Difference responses of soil fungal communities to cattle and chicken manure composting application

Abstract

Aims: Cattle and poultry manure composting are often applied on agricultural lands but the fungal community composition before and after application in soils is still unclear. This study describes soil fungal diversity after manure applications contribute to the correct resource use of livestock and poultry manures.

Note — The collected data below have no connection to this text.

PR #1395, opened 2022-11-14
BACKLOG-20105 Check every field in section

AKarmanov:
## JIRA

https://jira.jahia.org/browse/BACKLOG-20105

## Description

Check every field in section

### DIFF
--- a/src/javascript/ContentEditor/EditPanel/HeaderBadges/ReadOnlyBadge.jsx
+++ b/src/javascript/ContentEditor/EditPanel/HeaderBadges/ReadOnlyBadge.jsx
@@ -10,7 +10,7 @@ export const ReadOnlyBadge = ({isGlobal, readOnly}) => {
     const {nodeData} = useContentEditorContext();
     const {sections} = useContentEditorSectionContext();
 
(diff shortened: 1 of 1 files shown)


src/javascript/ContentEditor/EditPanel/HeaderBadges/ReadOnlyBadge.jsx
```diff
@@ -10,7 +10,7 @@ export const ReadOnlyBadge = ({isGlobal, readOnly}) => {
     const {nodeData} = useContentEditorContext();
     const {sections} = useContentEditorSectionContext();
 
-    const hasNotReadOnlySection = sections.find(s => s.fieldSets.find(fs => !fs.readOnly));
+    const hasNotReadOnlySection = sections.find(s => s.fieldSets.find(fs => fs.fields.find(f => !f.readOnly)));
```
gflores-jahia, line 13: should we also still keep the check on `fs.readOnly`? I'm not sure if there's a scenario where all fields are not read only but the fieldset itself is set to readOnly?

gflores-jahia (approved):

PR #1408, opened 2022-11-22
BACKLOG-20215 Update css

AKarmanov:
## JIRA

https://jira.jahia.org/browse/BACKLOG-20215

## Description

Update css


cedmail (approved):

gflores-jahia (approved):
For pixel values, should we maybe at least use global spacing vars (at least closest to value)?

PR #1411, opened 2022-11-23
BACKLOG-20309: Truncate path in the middle when too long

cedmail:
## JIRA

https://jira.jahia.org/browse/BACKLOG-20309

## Description

Use overflow/text clipping to keep action button on top
Listen to view port resizing to estimate the size of the path to keep at both end of the string

### DIFF
--- a/src/javascript/ContentEditor/ContentEditor.jsx
+++ b/src/javascript/ContentEditor/ContentEditor.jsx
@@ -6,7 +6,7 @@ import {adaptCreateFormData} from './adaptCreateFormData';
 import {Edit} from './Edit';
 import {EditFormQuery} from './edit.gql-queries';
 import {adaptEditFormData} from './adaptEditFormData';
-import {ContentEditorConfigContextProvider, ContentEditorContextProvider} from '~/contexts';
+import {ContentEditorConfigContextProvider, ContentEditorContextProvider, ViewportProvider} from '~/contexts';
 import {Constants} from '~/ContentEditor.constants';
 import {useFormDefinition} from '~/contexts/ContentEditor/useFormDefinitions';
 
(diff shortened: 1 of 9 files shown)


tdraier:
The solution looks very complex for just a styling issue ? Note that we have the exact the same issue in jcontent, it would be interesting to also fix it there.
From what I have seen, simply adding  `text-overflow: ellipsis; overflow: hidden` on the typography seems enough . Eventually we can also add `min-width: 0;` , but that does not seem necessary.
Also, I've seen that the dom structure is invalid - we have a div inside a span, and actually 2 nested Typography elements - the outer one coming from TableBodyCell, from moonstone, might not be easy to remove ( @ffffffelix ? ) (this has no impact on the overflow)

cedmail:
> The solution looks very complex for just a styling issue ? Note that we have the exact the same issue in jcontent, it would be interesting to also fix it there. From what I have seen, simply adding `text-overflow: ellipsis; overflow: hidden` on the typography seems enough . Eventually we can also add `min-width: 0;` , but that does not seem necessary. Also, I've seen that the dom structure is invalid - we have a div inside a span, and actually 2 nested Typography elements - the outer one coming from TableBodyCell, from moonstone, might not be easy to remove ( @ffffffelix ? ) (this has no impact on the overflow)

I agree that ellipsis could be enough but it is cutting most of the interesting information. another easier solution would be to cut part of the path at the beginning but same issue you might not notice it is in another site

tdraier:
Maybe we can add a tooltip with the full value ? Cutting part at the beginning can be done by using ltr direction , but I don't know if some part is really more interesting than another
Btw just noticed I pushed the test I did on ellipsis here : https://github.com/Jahia/content-editor/pull/1414

cedmail:
Sounds good, merge your PR I will add the title on the Typography

PR #1418, opened 2022-11-23
BACKLOG-20400: Avoid infinite render loop

tdraier:
## JIRA

https://jira.jahia.org/browse/BACKLOG-20400


cedmail (approved):

gflores-jahia (commented):
Maybe just needs some explanation, but I'm not understanding how this causes rendering loop. `defaultCols` and `allColumnData` all looks static arrays in this case. Is it the component references in `allColumnData` items?

tdraier:
defaultCols was not static, it was regenerated on every render (although it could be just generated once). I don't know why it happened only when doing a full refetch (triggered by the job), but the table reducer went into an infinite loop because defaultCols was a new object on every render

PR #1437, opened 2022-11-25
BACKLOG-19878: Removed broken test

tdraier:
## JIRA

https://jira.jahia.org/browse/BACKLOG-19878


gflores-jahia (commented):
from `startWorkflowAction.spec.jsx`, it looks like we lose the checks when form is dirty or node is locked. are we ok with this, or should we replace with explicit checks here? (or at least create a follow-up ticket to add back the checks)

tdraier:
> from `startWorkflowAction.spec.jsx`, it looks like we lose the checks when form is dirty or node is locked. are we ok with this, or should we replace with explicit checks here? (or at least create a follow-up ticket to add back the checks)

I don't see these checks in the tests ? If the form is dirty or locked, the button is disabled, so it cannot be clicked

gflores-jahia:
sorry you're right. I was looking at the associated changeset for when the context check was added. looks like we're covered in those scenarios.

gflores-jahia (approved):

Methods and results: Fresh manure samples were obtained from 10 beef cow farms and 12 egg-laying poultry farms at five distinct phases of rearing. Surface soil samples were collected from vegetable plots within the farms after manure application at 15, 30 and 45 t hm^-2 . Using high-throughput sequencing techniques, the ITS region was used to describe soil fungus populations. The fungal OTUs, Chao1 and ACE of cattle manure were relatively higher in the fattening stage (>12 months), the OTUs and ACE of chicken manure were the highest in the initial laying stage (16-24 weeks). The fungal diversity indices of vegetable soils had no linear change after cow or chicken manure application compared with the control. Ascomycota (84.7% of total sequences), Neocallimastigomycota (9.69%) and Basidiomycota (4.6%) were the dominant phyla in cattle manure. Ascomycota (88.9%) also predominated in chicken manure followed by Basidiomycota (8.9%). Following both cattle and chicken manure applications, the abundance of Ascomycota decreased, whereas Basidiomycota and Chytridiomycota increased in the soils. None of the dominant genus increased or decreased linearly with the increase of cattle and chicken composting application rate. The fungal-dominant genera of the soils with and without manure composting application were mostly affected by soil pH and EC than manure. Pearson's correlation analysis revealed that organic matter, Cu and Hg contents were strongly linked to the fungal diversity and the abundance of specific taxa in cattle manure. In chicken manure, OM, TN and Zn were major factors controlling the fungal diversity and community composition. Soil pH, EC and Cu, Zn, Cd, Hg and As content had pronounced effects on the beneficial and pathogenic genus in soil with and without manure composting. Beneficial fungal genus such as Aspergillus, Plectosphaerella, Acremonium, Meyerozyma and fungal pathogenic such as Fusarium, Cladosporium, Verticillium were sensitive to properties (EC, pH, OM) and heavy metals (Cu, Zn, Hg) contents of the environment relatively. This study can serve as an applicable contribution helping in farms management (especially to cattle and poultry breeding) and improving their resource use of livestock and poultry manures.

Conclusions: Soil heterogeneity rather than manure determines fungal communities in the vegetable fields, but we can encourage the sensible use of cattle and chicken manures in agroecosystems.

Significance and impact of the study: This study will help farmers regulate the dosage of feed components which can increase the number of beneficial fungal genus or reduce the number of pathogenic fungal genus, improve their resource use of livestock and poultry manures and encourage the sensible use of cattle and chicken manures in agroecosystems.

Keywords: cattle and chicken manure composting applications; correct resource use of livestock and poultry manures; fungal diversity during rearing stages; heavy metals; soil fungal community.